┌──

PR #94, opened 2021-02-08
Uplate scipack_ExGal_SpitzerIRSSLLL to make it identical to IDL parinfo

ThomasSYLai:
Here are the updated parameters for scipackExGal_SpitzerIRSSLLL directly translated from the input parameters of IDL parinfo. The main changes include setting the central wavelength and fwhm of DF as fixed and setting the starting point of tau_Si from 1 to 0.1 with no upper bound. The amp of BB, DF, and lines are guessed initial values from inputting the M101_nucleus file in the IDL PAHFIT.


karllark (changes requested):
The test_classic_pack is failing.  Please update the test to be consistent with your changes to the pack file.  This is the simple test that the classic pack on disk matches the classic pack defined in PAHFIT_Spitzer_Exgal.py.

els1:
Conform IDL settings. Checks need to resolved.

PR #95, opened 2021-02-08
Small changes in the  factors of starting point in DF, H2, and ion

ThomasSYLai:
Fix typos in the factors of calculating the starting points of DF, H2, and ion.


karllark (approved):
Looks great.

PR #100, opened 2021-03-05
Noguess

alexmaragko:
Added a "noguess" flag. By default the guess function will be used, unless the "noguess" flag is given. The "noguess" flag is set True by default in plot_pahfit.

### DIFF
--- a/pahfit/base.py
+++ b/pahfit/base.py
@@ -126,8 +126,9 @@ class PAHFITBase:
         if filename is not None:
             param_info = self.read(filename, tformat=tformat)
 
-        # guess values and update starting point (if not set fixed) based on the input spectrum
-        param_info = self.guess(obs_x, obs_y, param_info)
+        if not noguess:
+            # guess values and update starting point (if not set fixed) based on the input spectrum
+            param_info = self.guess(obs_x, obs_y, param_info)
 
         bb_info = param_info[0]
         dust_features = param_info[1]
--- a/pahfit/base.py
+++ b/pahfit/base.py
@@ -110,7 +110,7 @@ class PAHFITBase:
         x_0, x_0_limits, x_0_fixed, fwhms, fwhms_limits, fwhm_fixed}.
     """
 
-    def __init__(self, obs_x, obs_y, param_info=None, filename=None, tformat=None):
+    def __init__(self, obs_x, obs_y, noguess, param_info=None, filename=None, tformat=None):
         """
         Setup a variant based on inputs.  Generates an astropy.modeling
         compound model.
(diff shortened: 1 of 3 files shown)


pahfit/base.py
```diff
@@ -110,7 +110,7 @@ class PAHFITBase:
         x_0, x_0_limits, x_0_fixed, fwhms, fwhms_limits, fwhm_fixed}.
     """
 
-    def __init__(self, obs_x, obs_y, param_info=None, filename=None, tformat=None):
+    def __init__(self, obs_x, obs_y, noguess, param_info=None, filename=None, tformat=None):
```
karllark, line 113: This should be changed to a boolean keyword argument.  Or do you think it is a required argument and you want to the users to explicitly input it.

For a keyword argument, I would suggest it should be renamed to "estimatestart" or "estimateinnit" something like that.  And then have it only call the "guess" function if it is set to True.  This would mean that the default behavior is to not do anything and I think this makes more sense when thinking about instantiating a class.  At least in my brain.

scripts/run_pahfit
```diff
@@ -37,7 +37,9 @@ def initialize_parser():
     parser.add_argument('--saveoutput', action='store',
                         default='ipac', choices=savetypes,
                         help='Save fit results to a file of specified type')
-
+    parser.add_argument('--noguess', action='store_true',
```
karllark, line 40: I don't find "guess" as a very intuitive descriptor.  Like my comment above, I like something like estimate.  With the description text list "Estimate initial starting fit parameter values".

karllark (changes requested):
Great start.  A few modifications suggested.

karllark:
Maybe rename the "guess" function as part of this PR to have a more descriptive name.  Like "estimate_initital" or "est_init_param" or "est_init_from_obs" or something like that.

karllark:
The tests are failing as the positional "noguess" parameter is missing in at least one of the test functions.

pahfit/base.py
alexmaragko: I was thinking it might be useful to set it as a user defined keyword argument, because people might want to completely bypass the guess function, for instance if re-fitting a spectrum and you want to use as a starting point the initial run results and not go through the guess function again. 

No preference on the naming. "estimatestart" or "estimateinit" seems good to me.

karllark: Currently it is not a keyword.  But a required positional argument.  To set it as a keyword, it would have to be "noguess=True" for example.

alexmaragko: Sorry I was thinking about a positional argument, because currently there is no other "interaction" with the user other than providing arguments.

scripts/run_pahfit
alexmaragko: I used the word "guess",  because "guess" is what we currently call the method in the code. But I have no preference one the naming as I mentioned above. :)

alexmaragko: I can rename the "guess" function as well as you proposed in the comment below.

karllark: Great!

alexmaragko:
Will make new PR

PR #101, opened 2021-03-09
Estimate init

alexmaragko:
- Renamed guess method to estimate_init
- Renamed the positional argument to noestimate in run_pahfit
- Added noestimate=False argument  in test_classic_pack.py and set to False in plot_pahfit

### DIFF
--- a/pahfit/base.py
+++ b/pahfit/base.py
@@ -110,7 +110,7 @@ class PAHFITBase:
         x_0, x_0_limits, x_0_fixed, fwhms, fwhms_limits, fwhm_fixed}.
     """
 
-    def __init__(self, obs_x, obs_y, estimate_init, param_info=None, filename=None, tformat=None):
+    def __init__(self, obs_x, obs_y, noestimate, param_info=None, filename=None, tformat=None):
         """
         Setup a variant based on inputs.  Generates an astropy.modeling
         compound model.
@@ -126,7 +126,7 @@ class PAHFITBase:
         if filename is not None:
             param_info = self.read(filename, tformat=tformat)
 
-        if estimate_init:
+        if not noestimate:
             # guess values and update starting point (if not set fixed) based on the input spectrum
             param_info = self.estimate_init(obs_x, obs_y, param_info)
 
--- a/pahfit/base.py
+++ b/pahfit/base.py
@@ -128,7 +128,7 @@ class PAHFITBase:
 
         if estimate_init:
             # guess values and update starting point (if not set fixed) based on the input spectrum
-            param_info = self.guess(obs_x, obs_y, param_info)
+            param_info = self.estimate_init(obs_x, obs_y, param_info)
 
         bb_info = param_info[0]
         dust_features = param_info[1]
--- a/pahfit/base.py
+++ b/pahfit/base.py
@@ -110,7 +110,7 @@ class PAHFITBase:
         x_0, x_0_limits, x_0_fixed, fwhms, fwhms_limits, fwhm_fixed}.
     """
 
-    def __init__(self, obs_x, obs_y, param_info=None, filename=None, tformat=None):
+    def __init__(self, obs_x, obs_y, estimate_init, param_info=None, filename=None, tformat=None):
         """
         Setup a variant based on inputs.  Generates an astropy.modeling
         compound model.
@@ -126,8 +126,9 @@ class PAHFITBase:
         if filename is not None:
             param_info = self.read(filename, tformat=tformat)
 
-        # guess values and update starting point (if not set fixed) based on the input spectrum
-        param_info = self.guess(obs_x, obs_y, param_info)
+        if estimate_init:
+            # guess values and update starting point (if not set fixed) based on the input spectrum
+            param_info = self.guess(obs_x, obs_y, param_info)
 
         bb_info = param_info[0]
         dust_features = param_info[1]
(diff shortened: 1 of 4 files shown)


pahfit/base.py
```diff
@@ -110,7 +110,7 @@ class PAHFITBase:
         x_0, x_0_limits, x_0_fixed, fwhms, fwhms_limits, fwhm_fixed}.
     """
 
-    def __init__(self, obs_x, obs_y, param_info=None, filename=None, tformat=None):
+    def __init__(self, obs_x, obs_y, noestimate, param_info=None, filename=None, tformat=None):
```
karllark, line 113: I find it a bit confusing to have a parameter that a negative.  What would you think of making this parameter name `estimate_start` so that it is a positive and a bit more descriptive?  And if you made it `estimate_start=False` then the default behavior would that only `obs_x` and `obs_y` were needed when defining the `PAHFITBase` class.  As we will use this class for more than fitting, the default then would be use the pack file values and this seems more intuitive to me.

karllark (changes requested):
Looking better.

BTW, no need to open a new PR when making changes.  Just push changes to the same branch and the PR will be automatically updated.  This is preferred as it then keeps the full history of the PR.

pahfit/base.py
karllark: > I made a new branch and PR because my previous branch was 1 commit behind after last night's #94 merge, and I wasn't sure how it would behave. :)

It likely would have been fine.  And there are ways to solve this if it wan't.  Ok to open a new PR, just wanted to check on the reason.

karllark: We need to make sure that calling `PAHFITBase` works both from the scripts and just calling (for example) `a = PAHFITBase(obs_x, obs_y)` works.

karllark:
Please push any changes to this branch.  A PR was just merged that should mean the tests will now pass.  And shouldn't conflict at all with this PR.

pahfit/base.py
alexmaragko: Sorry I'm not following completely how you'd want this to be implemented. Would you prefer it to be:

1) a user provided argument, e.g.  run_pahfit M101_Nucleus_irs.ipac scipack_ExGal_SpitzerIRSSLLL.ipac --newargument

if so, do you want it to enable the estimate_init or bypass it? This will determine both the naming (e.g. estimate_start, or estimate_skip respectively) and the true/false boolean value stored, and subsequently the condition in base.py for using the estimate_init.

2) a keyword argument in the run_pahfit script that the user will need to edit run_pahfit to provide it.

3) something else.

My thoughts on this is that the user will only have to bother when they want to bypass the estimation of the initial conditions. And the easiest way to ask a user to do it is to provide  a --newargument than editing a script file.

Please let me know if I misunderstood something in your comments.

alexmaragko: @karllark any comments on the above?

karllark: Will put in comments tomorrow.  Been distracted.  :-)

karllark: We should have 1 and 2.  This supports using PAHFITBase from the command line using a script (like `run_pahfit`) and from code/notebooks by direct python call (using `a = PAHFITBase(obs_x, obs_y)).

I feel the use should be the same in both cases - a keyword that enables using the estimate_init code.  The default should be to *not* use the estimate_init code to support the broadest use of PAHFITBase.  It would be clearer if the keyword for the script and PAHFITBase would be the same.  And `estimate_start` sounds the best to me for this keyword as it best conveys that the *starting* point of the fit is *estimated*.

To be explicit as code can be easier to understand the call for the PAHFIT init function would be:
`def __init__(self, obs_x, obs_y, estimate_start=False, param_info=None, filename=None, tformat=None):`

and the argparse argument would be:
`parser.add_argument('--estimate_start', action='store_true', help='Estimate of starting point based on the input spectrum')`
And this means that `args.estimate_start = False` unless the user specifies `--estimate_start` on the commandline.

If this is not clear, please say so.  Happy to have a quick video call to discuss this if desired.

Various others parts of the code would need to be updated of course.

alexmaragko: This is clear. We also need to update documentation regarding the usage of estimate_start.

alexmaragko: Changes made. I tested it locally with and without the argparse argument and behaves as expected.

pahfit/tests/test_classic_pack.py
```diff
@@ -30,7 +30,7 @@ def test_classic_pack():
     obs_y = obs_spectrum['flux'].to(u.Jy,
                                     equivalencies=u.spectral_density(obs_x))
 
-    pmodel = PAHFITBase(obs_x.value, obs_y.value, filename=packfilename, tformat='ipac')
+    pmodel = PAHFITBase(obs_x.value, obs_y.value, estimate_start=False, filename=packfilename, tformat='ipac')
```
karllark, line 33: Since `estimate_start=False` is the default, you do not need to put include this in the PAHFITBase call.

scripts/plot_pahfit
```diff
@@ -70,7 +70,7 @@ if __name__ == "__main__":
     obs_y = obs_y.value
 
     # read in the PAHFIT results
-    pmodel = PAHFITBase(obs_x, obs_y, filename=args.fitfilename)
+    pmodel = PAHFITBase(obs_x, obs_y, estimate_start=False, filename=args.fitfilename)
```
karllark, line 73: Since `estimate_start=False` is the default, you do not need to put include this in the PAHFITBase call.

karllark (commented):
Looks great.  A minor comment.

scripts/plot_pahfit
alexmaragko: Got it, thanks.

karllark (approved):
Looks great.  Thanks for responding to all my comments - very much appreciated.

alexmaragko:
Thank you for the constructive comments, I sorted out a couple of things on arguments.

PR #102, opened 2021-03-09
Fix test that our "classic" pack data file is correct

karllark:
Required updating the software version of the classic pack that is used to check the pack file.  Also update the pack file to go back to the "old" default values of the amplitudes as these are arbitrary and this avoided having to update the software code.

I also updated the classic pack file to be more human readable by removing the extraneous digits.  Also makes the width of the table significantly smaller.


karllark:
> How did you decide on the limits for the FWHM of the Drude profiles?

I used the commented out code from the IDL version that sets them as +/- 10% of the initial values.

Issue #47, opened 2019-02-11
YAML format reader


karllark:
The proposed YAML format needs a reader and appropriate integration into the class init function.  Probably would be good to have the reader picked based on the file extension (e.g., switching between the YAML and straight table formats).

jdtsmith:
The optimizer should be part of the science pack YAML format.

PR #107, opened 2021-03-16
Scripts now callable system wide after pip install

### LINKED ISSUE #106: Docs: example in documentation not working
The examples to run and plot are not working in the documentation.  This is because the scripts `run_pahfit` and `plot_pahfit` are not being installed system wide as they used to be after pip installing pahfit.  This is a bug and emerged from the update to the new packaging files.  Need to change the `run_pahfit` and `fit_pahfit` to be entry points.

karllark:
Make the `run_pahfit` and `plot_pahfit` scripts callable system wide after pip install.  This uses entry-points.  This restores the previous behavior that had these scripts installed system wide using a different method.  Entry-points are more pythonic (I think) and supported with the new packaging files.  This means our current docs for the example running and plotting of results are now correct again.  Locations of the scripts moved to inside the pahfit directory to allow entry-points to work.

Closes #106.

### DIFF
--- a/pahfit/scripts/plot_pahfit.py
+++ b/pahfit/scripts/plot_pahfit.py
@@ -14,22 +14,37 @@ from pahfit.base import PAHFITBase
 
 
 def initialize_parser():
-    """
-    Command line parser for plot_PAHFIT
+    """Command line parser for plot_pahfit
 
     Returns
     -------
     parser : argparse object
     """
-    plottypes = ['png', 'jpg', 'jpeg', 'pdf', 'ps', 'eps', 'rgba',
-                 'svg', 'tiff', 'tif', 'pgf', 'svgz', 'raw']
+    plottypes = [
+        "png",
+        "jpg",
+        "jpeg",
+        "pdf",
+        "ps",
+        "eps",
+        "rgba",
+        "svg",
+        "tiff",
+        "tif",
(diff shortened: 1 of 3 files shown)


jdtsmith:
I haven't tested this, but it looks reasonable to restore prior behavior.  That said, one very good goal is to enable PAHFIT to work well & seamlessly in interactive sessions such as Jupyter Notebooks or iPython.  This will require moving some/most of the "accept a spectrum Table", "setup the optimizer" etc. inside the base or an interface class itself.  So users can try out various science packs on the same spectrum, etc.  Also see #47, which is relevant.

karllark:
> That said, one very good goal is to enable PAHFIT to work well & seamlessly in interactive sessions such as Jupyter Notebooks or iPython. This will require moving some/most of the "accept a spectrum Table", "setup the optimizer" etc. inside the base or an interface class itself.

Can you make an issue for this?  One solution would be to provide examples of how to do this.  We definitely should support different use cases for pahfit including commandline, python code, notebooks, interactive python sessions, ...

karllark:
@jdtsmith : if you found this PR ok - please formally approve.

jdtsmith (approved):
Looks good.

karllark:
Thanks.  Will merge.

PR #113, opened 2021-04-05
Add fitting test (and refactor scripts)

karllark:
Add in a fitting test.  Simply reads in the spitzer scipack and M101 nucleus spectrum, runs the fit, and then compares the fit parameters to a cached array of the parameters.  Will fail if the parameters are not close (machine precision I think).

Refactored run_pahfit and plot_pahfit scripts to have common functions to avoid code duplication and allow for easier testing.  This refactoring will also make it easier to support other fitters, units, etc. in the future.


pahfit/helpers.py
```diff
@@ -0,0 +1,138 @@
...
+    tformat = specfile.split(".")[-1]
+    if tformat == "ecsv":
+        tformat = "ascii.ecsv"
+    obs_spectrum = Table.read(specfile, format=tformat)
+    obsdata = {}
+    obsdata["x"] = obs_spectrum["wavelength"].to(u.micron, equivalencies=u.spectral())
+    obsdata["y"] = obs_spectrum["flux"].to(
+        u.Jy, equivalencies=u.spectral_density(obsdata["x"])
+    )
+    obsdata["unc"] = obs_spectrum["sigma"].to(
```
alexmaragko, line 51: By using "wavelength", "flux" and "sigma" here we imply that the input spectrum's must have the exact column naming in the header, otherwise it will raise an error. Perhaps we can allow more freedom by retrieving the data column names as provided by the user, using colnames (colnames[0], colnames[1], and colnames[2)]. This way we don't force a naming convention, instead we only request to have the wavelength, flux, and uncertainty columns in that order, and we can specify it in the docs.

alexmaragko (commented):
Looks good! Perhaps consider some of the changes I propose in my comments, otherwise it seems good as it is, and definitely looks much cleaner now.

pahfit/helpers.py
```diff
@@ -0,0 +1,138 @@
...
+    Returns
+    -------
+    obsdata : dict
+        x is wavelength in microns and y/unc are the spectrum/unc in units
+        of Jy
+    """
+
+    # read in the observed spectrum
+    # assumed to be astropy table compatibile and include units
+    specfile = specfile
```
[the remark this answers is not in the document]
karllark: Good point!  Hah.

pahfit/helpers.py
karllark: Good idea.  Will implement as a keyword to this function with the current as the default.

els1 (commented):
Looks good to me overall.  
One question: for 'test_fitting_spitzer.py', you use maxiter=200 (ln 17) while the default is set to 1000. Is this to decrease the time for testing or is this a leftover from the previous setting?
And how do I show that part of the code in this comment (like Alexandros did)?

karllark:
> One question: for 'test_fitting_spitzer.py', you use maxiter=200 (ln 17) while the default is set to 1000. Is this to decrease the time for testing or is this a leftover from the previous setting?

For testing so it is fully reproducible regardless of the default maxiter setting.  And to reduce the time needed.

karllark:
> And how do I show that part of the code in this comment (like Alexandros did)?

If you go to the "Files changed" tab, you can highlight specific lines and add a comment/review.  Use your mouse and the "+" symbols.

els1:
> > And how do I show that part of the code in this comment (like Alexandros did)?
> 
> If you go to the "Files changed" tab, you can highlight specific lines and add a comment/review. Use your mouse and the "+" symbols.

Thanks.

karllark:
Two reviews enough?  I think it is ready to merge.

els1:
> Two reviews enough? I think it is ready to merge.

Fine with me. But there is one check which was unsuccessful ...

karllark:
> But there is one check which was unsuccessful ...

This is codacy being over careful in the default value for a variable in a function definition.   It can be ignored.

PR #114, opened 2021-04-19
Add axis of attenuation in the output plot

ThomasSYLai:
Add an axis of attenuation at the right of the output plot to characterize the amount of attenuation.

image


els1 (approved):
Looks good.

└──

(Task statement) Which lines of the data above contain the string "tests"? Copy each of them.

(Final answer)
The tests are failing as the positional "noguess" parameter is missing in at least one of the test functions.
Please push any changes to this branch.  A PR was just merged that should mean the tests will now pass.  And shouldn't conflict at all with this PR.
pahfit/tests/test_classic_pack.py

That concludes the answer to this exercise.